No puedo participar mucho aqui por razones legales pero cuando pueda continuo.


----------



## Ernest77 (24 Nov 2022)

este canal esta subiendo los videos de Ponzi Fields.


----------



## Visilleras (25 Nov 2022)

Chincheta para este hilo


----------



## crocodile (27 Nov 2022)

Ernest77 dijo:


> este canal esta subiendo los videos de Ponzi Fields.

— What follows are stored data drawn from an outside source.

PR #2770, opened 2020-08-21
Update upgrade-installation.md

yuchunyu97:


yuchunyu97:
@googlebot I signed it!

markusthoemmes:
Why would we keep updating this? We're only giving an example here after all :thinking:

Aquí está el canal con videos antiguos pero interesantes del ponzi.
Creo que servirán para la investigación.



https://youtube.com/@Greenworldmachine


----------



## Ernest77 (29 Nov 2022)

Juicy Fields Scam May Have Been Small Part Of A Much Larger Criminal Enterprise Says Lawyer As He Prepares To Make Evidence Public - BusinessCann


JUICY Fields has already been called the biggest scam in Europe for ‘many, many years’, and its impact on the world of cannabis and cryptocurrency has been such that a number of documentaries are understood to be exploring the case.




businesscann.com


----------



## crocodile (1 Dic 2022)

Ya deja entrar en la página , puedes ver el total de inversión más ganancias, obviamente no deja retirar.


----------



## Paddy McAloon (1 Dic 2022)

Pilar84 dijo:


> La palabra “otánico” no está en la DRAE.
> 
> Nuestro corrector ortográfico inventándose palabras. Ver para creer.
> 
> Ver archivo adjunto 1252432











gilipollas | Diccionario de la lengua española


Definición RAE de «gilipollas» según el Diccionario de la lengua española: 1. adj. malson. Esp. Necio o estúpido. Apl. a pers., u. t. c. s.




dle.rae.es


----------



## Ernest77 (2 Dic 2022)

Paddy McAloon dijo:


> gilipollas | Diccionario de la lengua española
> 
> 
> Definición RAE de «gilipollas» según el Diccionario de la lengua española: 1. adj. malson. Esp. Necio o estúpido. Apl. a pers., u. t. c. s.
> ...



Pero esta o no esta?

el profesor frustrado del foro, que se pega las tardes repasando las faltas ortográficas, con sorna y semanas de retraso...

se inventa palabras...


en el fondo es precioso =*

venga que es viernes, no te enfades


----------



## Pilar84 (3 Dic 2022)

Paddy McAloon dijo:


> gilipollas | Diccionario de la lengua española
> 
> 
> Definición RAE de «gilipollas» según el Diccionario de la lengua española: 1. adj. malson. Esp. Necio o estúpido. Apl. a pers., u. t. c. s.
> ...


----------



## Paddy McAloon (3 Dic 2022)

Ernest77 dijo:


> Pero esta o no esta?











Significado de otánico por Alberto


Perteneciente o relativo a la OTAN (Organización del Tratado del Atlántico Norte), institución internacional de carácter político y militar




www.significadode.org





*otánico* 
Perteneciente o relativo a la OTAN (Organización del Tratado del Atlántico Norte), institución internacional de carácter político y militar

_"Los países otánicos intentan frenar las ambiciones expansionistas de Putin"_


----------



## Pilar84 (3 Dic 2022)

Paddy McAloon dijo:


> Significado de otánico por Alberto
> 
> 
> Perteneciente o relativo a la OTAN (Organización del Tratado del Atlántico Norte), institución internacional de carácter político y militar
> ...



Ahora resulta que la RAE se llama Alberto.


----------



## Paddy McAloon (3 Dic 2022)

Pilar84 dijo:


> Ahora resulta que la RAE se llama Alberto.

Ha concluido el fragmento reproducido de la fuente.